PROVIDED MATERIAL:
= = = =

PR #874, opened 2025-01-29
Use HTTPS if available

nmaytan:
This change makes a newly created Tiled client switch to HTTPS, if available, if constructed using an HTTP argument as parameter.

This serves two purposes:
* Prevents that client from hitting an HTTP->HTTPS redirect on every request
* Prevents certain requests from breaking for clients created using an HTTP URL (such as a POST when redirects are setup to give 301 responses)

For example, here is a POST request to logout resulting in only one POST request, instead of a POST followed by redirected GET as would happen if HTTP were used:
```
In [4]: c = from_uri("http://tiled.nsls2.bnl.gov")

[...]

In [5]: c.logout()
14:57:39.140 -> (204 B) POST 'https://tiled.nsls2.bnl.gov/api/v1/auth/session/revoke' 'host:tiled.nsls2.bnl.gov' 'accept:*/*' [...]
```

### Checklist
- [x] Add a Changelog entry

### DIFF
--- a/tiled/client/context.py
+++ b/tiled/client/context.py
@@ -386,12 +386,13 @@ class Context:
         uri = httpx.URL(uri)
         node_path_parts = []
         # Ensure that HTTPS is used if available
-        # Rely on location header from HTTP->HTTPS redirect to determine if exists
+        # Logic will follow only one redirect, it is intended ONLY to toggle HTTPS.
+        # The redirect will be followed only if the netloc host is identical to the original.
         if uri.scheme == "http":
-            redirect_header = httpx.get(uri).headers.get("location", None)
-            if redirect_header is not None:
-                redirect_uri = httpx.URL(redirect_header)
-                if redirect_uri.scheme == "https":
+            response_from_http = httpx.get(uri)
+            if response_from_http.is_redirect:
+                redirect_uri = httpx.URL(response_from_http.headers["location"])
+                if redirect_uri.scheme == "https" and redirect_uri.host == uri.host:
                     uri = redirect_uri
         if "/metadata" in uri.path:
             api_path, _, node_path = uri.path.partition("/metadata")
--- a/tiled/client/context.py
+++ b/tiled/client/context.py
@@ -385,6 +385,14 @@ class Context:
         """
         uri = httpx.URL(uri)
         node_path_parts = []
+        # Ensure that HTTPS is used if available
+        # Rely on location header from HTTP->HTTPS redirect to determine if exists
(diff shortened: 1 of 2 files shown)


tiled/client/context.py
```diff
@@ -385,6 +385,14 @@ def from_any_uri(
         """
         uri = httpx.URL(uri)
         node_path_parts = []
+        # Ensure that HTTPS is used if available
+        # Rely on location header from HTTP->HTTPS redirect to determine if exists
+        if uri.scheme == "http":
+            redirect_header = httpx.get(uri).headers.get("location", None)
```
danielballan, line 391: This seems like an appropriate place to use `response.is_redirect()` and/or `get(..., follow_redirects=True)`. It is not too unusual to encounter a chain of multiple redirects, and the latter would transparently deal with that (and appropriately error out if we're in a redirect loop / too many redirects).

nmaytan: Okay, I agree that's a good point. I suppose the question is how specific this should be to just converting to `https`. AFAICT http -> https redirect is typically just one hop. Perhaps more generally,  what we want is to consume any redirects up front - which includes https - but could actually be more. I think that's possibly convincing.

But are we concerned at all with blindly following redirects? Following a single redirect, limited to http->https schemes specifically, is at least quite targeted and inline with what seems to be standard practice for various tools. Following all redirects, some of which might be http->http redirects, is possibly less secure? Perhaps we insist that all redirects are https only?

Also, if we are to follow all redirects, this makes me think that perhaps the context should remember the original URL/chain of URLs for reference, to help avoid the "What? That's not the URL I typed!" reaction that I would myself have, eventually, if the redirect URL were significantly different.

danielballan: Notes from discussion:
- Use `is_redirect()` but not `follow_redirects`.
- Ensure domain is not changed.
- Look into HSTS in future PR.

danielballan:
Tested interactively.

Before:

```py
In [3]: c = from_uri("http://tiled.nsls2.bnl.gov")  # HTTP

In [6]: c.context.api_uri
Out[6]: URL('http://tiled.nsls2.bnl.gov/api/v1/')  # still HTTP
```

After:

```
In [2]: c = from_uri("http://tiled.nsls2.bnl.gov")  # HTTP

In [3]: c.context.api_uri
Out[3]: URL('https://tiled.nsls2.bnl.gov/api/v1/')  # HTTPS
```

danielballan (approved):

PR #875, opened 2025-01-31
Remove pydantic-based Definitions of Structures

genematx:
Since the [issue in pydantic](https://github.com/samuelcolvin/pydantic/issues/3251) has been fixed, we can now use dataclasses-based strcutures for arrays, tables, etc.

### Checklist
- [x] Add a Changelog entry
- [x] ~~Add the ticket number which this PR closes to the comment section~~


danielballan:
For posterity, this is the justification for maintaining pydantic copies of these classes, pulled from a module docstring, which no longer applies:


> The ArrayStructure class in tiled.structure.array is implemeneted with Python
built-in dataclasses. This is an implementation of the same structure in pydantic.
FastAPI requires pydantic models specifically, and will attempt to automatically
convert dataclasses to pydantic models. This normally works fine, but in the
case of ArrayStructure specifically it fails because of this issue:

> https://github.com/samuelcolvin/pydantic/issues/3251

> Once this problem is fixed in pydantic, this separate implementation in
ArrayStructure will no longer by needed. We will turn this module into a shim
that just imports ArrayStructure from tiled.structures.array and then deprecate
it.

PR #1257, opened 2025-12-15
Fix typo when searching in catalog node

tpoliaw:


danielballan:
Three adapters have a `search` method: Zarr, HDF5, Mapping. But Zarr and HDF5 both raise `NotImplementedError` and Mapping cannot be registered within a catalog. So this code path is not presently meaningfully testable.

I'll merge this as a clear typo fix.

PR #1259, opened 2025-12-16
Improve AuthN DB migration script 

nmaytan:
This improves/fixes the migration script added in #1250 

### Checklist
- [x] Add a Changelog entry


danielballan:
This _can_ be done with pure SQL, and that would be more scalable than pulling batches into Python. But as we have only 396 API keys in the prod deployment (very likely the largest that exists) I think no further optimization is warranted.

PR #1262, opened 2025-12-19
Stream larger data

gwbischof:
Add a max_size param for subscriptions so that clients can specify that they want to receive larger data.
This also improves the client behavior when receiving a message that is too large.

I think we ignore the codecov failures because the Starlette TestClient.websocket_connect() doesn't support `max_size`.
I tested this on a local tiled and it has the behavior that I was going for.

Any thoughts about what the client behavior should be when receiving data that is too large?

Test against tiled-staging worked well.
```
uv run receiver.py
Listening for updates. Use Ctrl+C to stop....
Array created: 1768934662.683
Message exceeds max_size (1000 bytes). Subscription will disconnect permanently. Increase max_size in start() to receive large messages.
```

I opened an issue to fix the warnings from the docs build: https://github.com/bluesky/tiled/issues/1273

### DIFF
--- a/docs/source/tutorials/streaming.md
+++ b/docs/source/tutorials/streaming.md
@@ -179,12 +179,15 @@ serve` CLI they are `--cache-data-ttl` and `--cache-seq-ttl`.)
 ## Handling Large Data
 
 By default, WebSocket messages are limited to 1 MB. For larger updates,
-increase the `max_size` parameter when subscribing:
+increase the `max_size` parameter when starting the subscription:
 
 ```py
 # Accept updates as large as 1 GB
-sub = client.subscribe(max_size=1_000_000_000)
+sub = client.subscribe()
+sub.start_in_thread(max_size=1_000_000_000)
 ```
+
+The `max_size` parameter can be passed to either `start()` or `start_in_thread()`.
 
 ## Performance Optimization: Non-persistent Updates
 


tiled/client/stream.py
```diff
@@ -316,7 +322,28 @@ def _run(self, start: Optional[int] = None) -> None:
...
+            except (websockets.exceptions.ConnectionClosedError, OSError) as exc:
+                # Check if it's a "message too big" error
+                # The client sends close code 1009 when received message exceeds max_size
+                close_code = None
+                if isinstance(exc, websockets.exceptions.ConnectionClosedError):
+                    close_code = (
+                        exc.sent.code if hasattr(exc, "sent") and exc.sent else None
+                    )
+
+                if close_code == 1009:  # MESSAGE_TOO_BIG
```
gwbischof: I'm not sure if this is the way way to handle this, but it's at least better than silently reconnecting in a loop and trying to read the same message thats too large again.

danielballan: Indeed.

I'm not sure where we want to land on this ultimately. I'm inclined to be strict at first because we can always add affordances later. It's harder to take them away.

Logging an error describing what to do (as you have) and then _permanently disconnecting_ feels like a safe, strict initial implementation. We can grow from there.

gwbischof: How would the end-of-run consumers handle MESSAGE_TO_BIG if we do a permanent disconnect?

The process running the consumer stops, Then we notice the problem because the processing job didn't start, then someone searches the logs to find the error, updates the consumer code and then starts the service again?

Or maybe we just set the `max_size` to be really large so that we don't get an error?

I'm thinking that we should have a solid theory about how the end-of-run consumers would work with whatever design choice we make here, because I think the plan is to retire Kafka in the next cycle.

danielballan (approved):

= = = =

EXERCISE BRIEF:
Transcribe, please, every line from the first line of the listing above through the line with "on every request". Keep both ends and nothing else.

OUTPUT OF THE EXERCISE:
PR #874, opened 2025-01-29
Use HTTPS if available

nmaytan:
This change makes a newly created Tiled client switch to HTTPS, if available, if constructed using an HTTP argument as parameter.

This serves two purposes:
* Prevents that client from hitting an HTTP->HTTPS redirect on every request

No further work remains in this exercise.